My point is not to endorse the K-bar.  I have no idea whether it works
because I've not used it.  I just want to suggest that it not
be dismissed out of hand.


Date: Fri Jul 29 11:34:17 1994   
From: John De Armond
Subject: Re: Re[2]: Comments re: suspension changes. 

emory!!paraska (Pete Paraska)

>John, I think I might have to go with Zane on this one.  (Jeesh, I'm
>disagreeing with John?  _I_ can't even believe it. :)
>John's point is well taken as far as carts go - the chassis IS the
>suspension.  But I'll go along with Zane, Carroll Smith, etc. on the
>part about having a stiff chassis on a car - for a number of reasons:

But what you cited in the deleted material are specific exceptions to a
general guideline.  I vigorously oppose recipe racing ("weld a strut here,
drill a hole there, add three mothballs to the gastank, rub a green
magic marker around your CD and you'll be faster than anyone on the 
track").  I think it important to understand what one is trying
to achieve.  While a striving for a stiff chassis is a good general
guideline, it is important to understand when there may be exceptions.
I've seen enough instances on both cars and motorcycles where stiffening
a chassis hurt lap times and that is what ultimately matters - going
faster.  For example, if you stiffen the chassis so much that the
harshness becomes distracting, you will become slower.  I developed
a theory in my motorcycle days after watching slo-mo films of many
riders, that one can maintain control as long as the sudden head
motion stays under 6".  Most people start to lose control when
the head is jarred repeatedly more than 6".  Pay attention to a 
professional motocross rider and watch how stable his head stays
and then watch the slo-mo of someone in an incipient crash.
I have more than once slowed my rider down by "improving" the 
chassis so that the rider received more harshness.   I also believe
there is a total limit to how much sensory input the brain can
process.  When you eat up some of that bandwidth receiving and 
reflexively reacting to vibration, jolts and harshness, you have
less bandwidth available to maintain control.  I KNOW that is the
case with me on a motorcycle.  There is a point where the sensory
input gets so great I just can't do anything else.  I believe
the same thing holds true for cars.  I know that when I made 
certain "improvements" to my Z, my speeds went down.  One thing
I REALLY disliked was the strut tower brace.  It made the
steering much harsher.  Or consider the instance where a bit of chassis
flex makes the car transition from understeer to mild oversteer
just as the front end is pushing out.  Desirable in many instances.
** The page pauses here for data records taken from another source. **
PR #9878, opened 2022-04-21
Fix wrong `log_file` docs

### LINKED ISSUE #7336: inaccurate documentation

Zac-HD:
If a relative path is passed for the `--log-file` CLI argument, *or* the `log_file` config option is set, it is always resolved relative to the current working directory - pytest doesn't have any special logic beyond that in the standard library `logging.FileHandler`.

Unfortunately this was incorrectly documented as being relative to the `pytest.ini` file (*not* rootdir), which kicked off a considerable chain of confusion.  This PR therefore fixes #7336, closes #7350, and closes #9700.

I'm not trying to talk anyone out of doing anything.  I'm opposing 
recipe racing, also known as "bolt'n'pray".  Make one change at a
time and objectively evaluate it.  If it doesn't work, regardless
of the conventional wisdom, take it out.

You may now have your soapbox back :-)


Date: Wed Aug 3 21:59:29 1994   
From: John De Armond
Subject: Re: Re[2]: Comments re: suspension changes. 
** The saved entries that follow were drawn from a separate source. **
PR #9883, opened 2022-04-23
Document the --code-highlight default

hugovk:
Recently had to look this up in the source code.

So include in help text it shows during `pytest --help` and on https://docs.pytest.org/en/7.1.x/reference/reference.html#command-line-flags

---

Whilst looking at the the help texts at https://docs.pytest.org/en/7.1.x/reference/reference.html#command-line-flags, there's quite a bit of variation in case and whether to use a full stop after a single or multiple sentence:

* Sentence case
* Sentence case.
* Sentence case. Sentence case.
* Sentence case. Sentence case
* lower case
* lower case.
* lower case. Sentence case
* lower case. Sentence case.

I can update them if you have a preference? 

I suggest: use sentence case, no full stop for single sentence. If there's more than one sentence, end each with a full stop.

### DIFF
--- a/src/_pytest/helpconfig.py
+++ b/src/_pytest/helpconfig.py
@@ -49,7 +49,7 @@ def pytest_addoption(parser: Parser) -> None:
         action="count",
         default=0,
         dest="version",
-        help="display pytest version and information about plugins. "
+        help="Display pytest version and information about plugins. "
         "When given twice, also display information about plugins.",
     )
     group._addoption(
@@ -57,7 +57,7 @@ def pytest_addoption(parser: Parser) -> None:
         "--help",
         action=HelpAction,
         dest="help",
-        help="show help message and configuration info",
+        help="Show help message and configuration info",
     )
     group._addoption(
         "-p",
@@ -65,7 +65,7 @@ def pytest_addoption(parser: Parser) -> None:
         dest="plugins",
         default=[],
         metavar="name",
-        help="early-load given plugin module name or entry point (multi-allowed).\n"
+        help="Early-load given plugin module name or entry point (multi-allowed).\n"
         "To avoid loading of plugins, use the `no:` prefix, e.g. "
         "`no:doctest`.",
     )
@@ -74,7 +74,7 @@ def pytest_addoption(parser: Parser) -> None:
         "--trace-config",
         action="store_true",
         default=False,
-        help="trace considerations of conftest.py files.",
+        help="Trace considerations of conftest.py files",
     )
     group.addoption(
         "--debug",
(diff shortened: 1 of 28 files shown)


nicoddemus:
> I suggest: use sentence case, no full stop for single sentence. If there's more than one sentence, end each with a full stop.

Just make sure I got it right, do you mean?

* `one sentence help text`
* `first line of help.\nsecond line of help.`

hugovk:
I was suggesting:

* `One sentence help text`
* `First sentence of help. Second sentence of help.`

And not inserting any `\n`, let the terminal and argument parser wrap as usual.

nicoddemus:
👍 from me 😁

hugovk:
Updated!

src/_pytest/helpconfig.py
```diff
@@ -83,16 +83,17 @@ def pytest_addoption(parser: Parser) -> None:
...
-        "Defaults to 'pytestdebug.log'.",
+        "Default: pytestdebug.log.",
     )
     group._addoption(
         "-o",
         "--override-ini",
         dest="override_ini",
         action="append",
-        help='override ini option with "option=value" style, e.g. `-o xfail_strict=True -o cache_dir=cache`.',
+        help='override ini option with "option=value" style, '
```
nicoddemus, line 95:
```suggestion
        help='Override ini option with "option=value" style, '
```

src/_pytest/logging.py
```diff
@@ -228,7 +228,7 @@ def add_option_ini(option, dest, default=None, type=None, **kwargs):
         default=None,
         metavar="LEVEL",
         help=(
-            "level of messages to catch/display.\n"
+            "Level of messages to catch/display.\n"
```
nicoddemus, line 231:
```suggestion
            "Level of messages to catch/display."
```

src/_pytest/mark/__init__.py
```diff
@@ -96,7 +96,7 @@ def pytest_addoption(parser: Parser) -> None:
         dest="markexpr",
         default="",
         metavar="MARKEXPR",
-        help="only run tests matching given mark expression.\n"
+        help="Only run tests matching given mark expression.\n"
```
nicoddemus, line 99:
```suggestion
        help="Only run tests matching given mark expression. "
```

nicoddemus: I understand we want to remove the `\n` and let the terminal/formatter handle new lines, correct? If not please disregard.

nicoddemus (changes requested):
Looks great, I found a few places that seem to have been missed!

Besides that, I think we should add a CHANGELOG entry, `9883.improvement.rst`:

```rst
Normalize the help description of all command-line options.
```

I figure it is possible that someone is parsing/searching that text using some tool, so it is good to just mention it in the changelog as a heads-up. 👍

src/_pytest/logging.py
```diff
@@ -228,7 +228,7 @@ def add_option_ini(option, dest, default=None, type=None, **kwargs):
...
             "Not set by default, so it depends on the root/parent log handler's"
```
hugovk, line 232:
```suggestion
            " Not set by default, so it depends on the root/parent log handler's"
```

src/_pytest/mark/__init__.py
hugovk: Yes. I had decided to _not_ add any new ones, and leave the existing ones in, but it's a good idea to remove those too, there's not many.

nicoddemus: I see, thanks!

nicoddemus (approved):
Thanks @hugovk!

>>I know that when I made 
>>certain "improvements" to my Z, my speeds went down.  One thing
>>I REALLY disliked was the strut tower brace.  It made the
>>steering much harsher.
>I haven't done the strut tower before, but I'll keep that in mind.  To give 
>me an idea of the harshness you experienced with it, could you tell us what 
>else you've stiffened beyond stock in the front suspension/chassis of your 
>Z?  I know some Z people don't like the added harshness of just one of the 
> Aluminum/Delrin T/C kit, Nylon steering coupler, camber plates w/o any rubber.

I did all the usual stuff that you mentioned above.  I've pulled the 
metal steering coupler out and reinstalled the hard rubber one and I'm about
to pull my rigid mounts on the steering rack.  These are the rigid mounts
I described a year or so ago that I cast in place using epoxy and 
fiberglass - even more rigid than delrin.  

I'm really enjoying the move in some racing circles back to some
"luxuries".  Power steering is now de rigeur for NASCAR and most other
dirt racing.  Now I'm seeing a move toward air conditioning the 
driver's suit and the air he breathes.  What next, padded steering
wheels and carpet? :-)

Totally un-z-related tangent:  I saw the new Chevy Impala today up
close and personal for the first time.  Damn, I want one.  Ooohh, does
that mean I'm turning into an old fart?